This project continues the PI's work related to complex structures and the holomorphic approach to quantization, with the emphasis shifting toward spaces of holomorphic functions on infinite-dimensional groups. The PI, in work with W. Kirwin, has developed a new method of understanding certain so-called adapted complex structures on a Riemannian manifold, using the imaginary-time geodesic flow and expects to construct a new class of complex structures by introducing a magnetic term into the geodesic flow. Another part of this project includes a return to an earlier part of the PI's research, namely the study of holomorphic function spaces over infinite-dimensional groups. The current goal is to develop a better understanding of various basic constructs in the subject where even finding the proper definitions is extremely difficult. The techniques the PI is developing are expected to contribute to quantum physics, especially to the fundamental subject of quantum field theory. Field theories are systems with infinitely many degrees of freedom, and quantization of such theories is notoriously difficult. The holomorphic approach to quantization has proved fruitful already in the finite-dimensional setting, and it has certain advantages with respect to the infinite-dimensional limit. In particular, infinite-dimensional groups show up often in quantum field theory, so the PIs work on such groups is not far from applications.

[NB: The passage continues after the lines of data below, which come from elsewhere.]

PR #643, opened 2025-11-18
feat: filter out unenrollment and update filter order in Learner Prog…

sjasti-sonata-svg:
…ress Report

**This PR introduces a new unenrollment filter to the Learner Progress Report (LPR) and updates the ordering of existing filters.

Added Unenrollment option(Enrolled and UnEnrolled) to LPR filters.

### DIFF
--- a/enterprise_data/api/v1/views/enterprise_learner.py
+++ b/enterprise_data/api/v1/views/enterprise_learner.py
@@ -114,6 +114,7 @@ class EnterpriseLearnerEnrollmentViewSet(EnterpriseViewSetMixin, viewsets.ReadOn
         for page_number in paginator.page_range:
             yield from serializer(paginator.page(page_number).object_list, many=True).data
 
+    # pylint: disable=too-many-statements
     def apply_filters(self, queryset):
         """
         Filters enrollments based on query params.
@@ -180,6 +181,10 @@ class EnterpriseLearnerEnrollmentViewSet(EnterpriseViewSetMixin, viewsets.ReadOn
         group_uuid = query_filters.get('group_uuid')
         if group_uuid:
             queryset = self.filter_by_group_uuid(queryset, group_uuid)
+
+        search_enrollment = query_filters.get('search_enrollment')
+        if search_enrollment in ("enrolled", "unenrolled"):
+            queryset = self.filter_search_enrollment(queryset, search_enrollment)
 
         return queryset
 
@@ -302,6 +307,27 @@ class EnterpriseLearnerEnrollmentViewSet(EnterpriseViewSetMixin, viewsets.ReadOn
         """
         created_max = queryset.aggregate(Max('created'))
         return created_max['created__max']
+
+    def filter_search_enrollment(self, queryset, status):
+        """
+        Filter enrollments based on enrollment `status`.
+
+        Args:
+            status (str): Enrollment status to filter by. Can be one of:
+                'enrolled'   : unenrollment_date is NULL (currently enrolled)
+                'unenrolled' : unenrollment_date is NOT NULL (no longer enrolled)
+
+        Returns:
+            QuerySet: Filtered queryset of enrollments.
+        """
+
+        if status == "enrolled":
+            return queryset.filter(unenrollment_date__isnull=True)
+
+        if status == "unenrolled":
+            return queryset.filter(unenrollment_date__isnull=False)
+
+        return queryset
 
     @action(detail=False)
     def overview(self, request, **kwargs):
--- a/enterprise_data/tests/api/v1/test_views.py
+++ b/enterprise_data/tests/api/v1/test_views.py
@@ -13,6 +13,8 @@ from rest_framework import status
 from rest_framework.reverse import reverse
 from rest_framework.test import APITransactionTestCase
 
+from django.utils import timezone
+
 from enterprise_data.api.v1.serializers import EnterpriseOfferSerializer
 from enterprise_data.models import EnterpriseLearnerEnrollment, EnterpriseOffer
 from enterprise_data.tests.factories import (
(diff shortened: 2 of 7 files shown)


enterprise_data/api/v1/views/enterprise_learner.py
```diff
@@ -303,6 +308,17 @@ def get_max_created_date(self, queryset):
...
+        now=timezone.localdate()
+
+        if search_enrollment == 'enrolled':
+            return queryset.filter(
+                Q(unenrollment_date__isnull=True) | Q(unenrollment_date__gt=now)
+            )
+        elif search_enrollment == 'unenrolled':
+            return queryset.filter(unenrollment_date__lte=now)
+        return queryset
+
```
muhammad-ammar: As per my understanding, `unenrollment_date` will never be in the future. So we can simplify the code as shown below. I believe this will also simplify the unit tests.

```python
def filter_search_enrollment(self, queryset, status):
    """
    Filter enrollments based on enrollment `status`.

    Args:
        status (str): Enrollment status to filter by. Can be one of:
            'enrolled'   : unenrollment_date is NULL (currently enrolled)
            'unenrolled' : unenrollment_date is NOT NULL (no longer enrolled)

   Returns:
       QuerySet: Filtered queryset of enrollments.
    """

    if status == "enrolled":
        return queryset.filter(unenrollment_date__isnull=True)

    if status == "unenrolled":
        return queryset.filter(unenrollment_date__isnull=False)

    return queryset

```

enterprise_data/tests/api/v1/test_views.py
```diff
@@ -369,3 +370,150 @@ def test_retrieve_enterprise_admin_insights_no_access(self):
...
+            unenrollment_date=timezone.now(),
+        )
+
+        response = self.client.get(
+            self._get_url(),
+            data={"search_enrollment": "not-valid"},
+        )
+
+        self.assertEqual(response.status_code, 200)
+        self.assertEqual(response.json()["count"], 2)
```
muhammad-ammar: Please add a new line at the end of file.

enterprise_data/tests/api/v1/test_views.py
```diff
@@ -369,3 +370,150 @@ def test_retrieve_enterprise_admin_insights_no_access(self):
...
+        self.addCleanup(mocked_get_enterprise_customer.stop)
+
+        self.enterprise_id = 'fd0d9cd4-bc35-45e8-ba35-e73be3fc5a07'
+        self.set_jwt_cookie()
+
+    def tearDown(self):
+        super().tearDown()
+        EnterpriseLearnerEnrollment.objects.all().delete()
+
+    def _get_url(self):
```
muhammad-ammar: I think instead of creating this method, we can declare a variable in setUp as shown below
```python
self.url = reverse(
    'v1:enterprise-learner-enrollment-list',
    kwargs={'enterprise_id': self.enterprise_id}
)
```

enterprise_data/tests/api/v1/test_views.py
```diff
@@ -369,3 +370,150 @@ def test_retrieve_enterprise_admin_insights_no_access(self):
...
+        return reverse(
+            'v1:enterprise-learner-enrollment-list',
+            kwargs={'enterprise_id': self.enterprise_id}
+        )
+
+    # -----------------------------
+    # 1. Test for enrolled learners
+    # -----------------------------
```
muhammad-ammar: The standard practice is to add docstrings in test functions. Please add docstrings in all tests and remove these comments.

For example,
```
def test_filter_enrolled(self):
"""
Test that the enrollments API returns the correct data when filtered by the 'enrolled' status.
"""
```

enterprise_data/tests/api/v1/test_views.py
```diff
@@ -369,3 +370,150 @@ def test_retrieve_enterprise_admin_insights_no_access(self):
...
+            enterprise_customer_uuid=self.enterprise_id,
+            unenrollment_date=None,
+        )
+
+        # Create unenrolled learner (unenrollment_date != NULL)
+        EnterpriseLearnerEnrollmentFactory(
+            enterprise_user=enterprise_learner,
+            enterprise_customer_uuid=self.enterprise_id,
+            unenrollment_date=timezone.now(),
+        )
```
muhammad-ammar: In all tests, we are creating data inside the tests, it would be great if we can move all the test data creation inside the `setUp` method.

enterprise_data/tests/test_utils.py
```diff
@@ -178,7 +183,7 @@ class Meta:
     )
     letter_grade = factory.lazy_attribute(lambda x: ' '.join(FAKER.words(nb=2)).title())
     progress_status = factory.lazy_attribute(lambda x: ' '.join(FAKER.words(nb=2)).title())
-    enterprise_user_id = factory.Sequence(lambda n: n)
+    #enterprise_user_id = factory.Sequence(lambda n: n)
```
muhammad-ammar: Looks like this was left by mistake?

enterprise_data/tests/test_utils.py
```diff
@@ -154,6 +154,10 @@ class EnterpriseLearnerEnrollmentFactory(factory.django.DjangoModelFactory):
     class Meta:
         model = EnterpriseLearnerEnrollment
 
+    enterprise_user = factory.SubFactory(
+        EnterpriseLearnerFactory,
+        enterprise_user_id=factory.Sequence(lambda n: n+1) 
+    )
```
muhammad-ammar: Could you please explain why we need to make changes in this file?

muhammad-ammar (commented):
Good Work. One last thing. For every PR, you also need make changes in [CHANGELOG.rst](https://github.com/openedx/edx-enterprise-data/blob/master/CHANGELOG.rst) and https://github.com/openedx/edx-enterprise-data/blob/master/enterprise_data/__init__.py

Please see https://github.com/openedx/edx-enterprise-data/pull/641 to understand what changes are needed in the files mentioned above.

enterprise_data/tests/test_utils.py
sjasti-sonata-svg: The previous one was giving an error. FOREIGN KEY constraint failed when I was running Unit test cases.

muhammad-ammar (approved):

The PI's work in quantum theory has led him to start writing a book on quantum mechanics. The goal of this book is to make quantum mechanics accessible to an audience of mathematicians. This book will fill in the necessary background from classical mechanics and then explain quantum mechanics using notation that is familiar to mathematicians, and showing respect for the significant technical mathematical issues that are glossed over in the physics literature. The goal, however, is not to emphasize the mathematical technicalities, but rather to explain the main ideas of quantum theory in language that mathematicians feel comfortable with. The PI hopes that this book will contribute to the long and mutually beneficial interaction between quantum physics and mathematics. The PI will continue to write additional expository articles as well as research articles and will teach a graduate course using the materials being developed for the book.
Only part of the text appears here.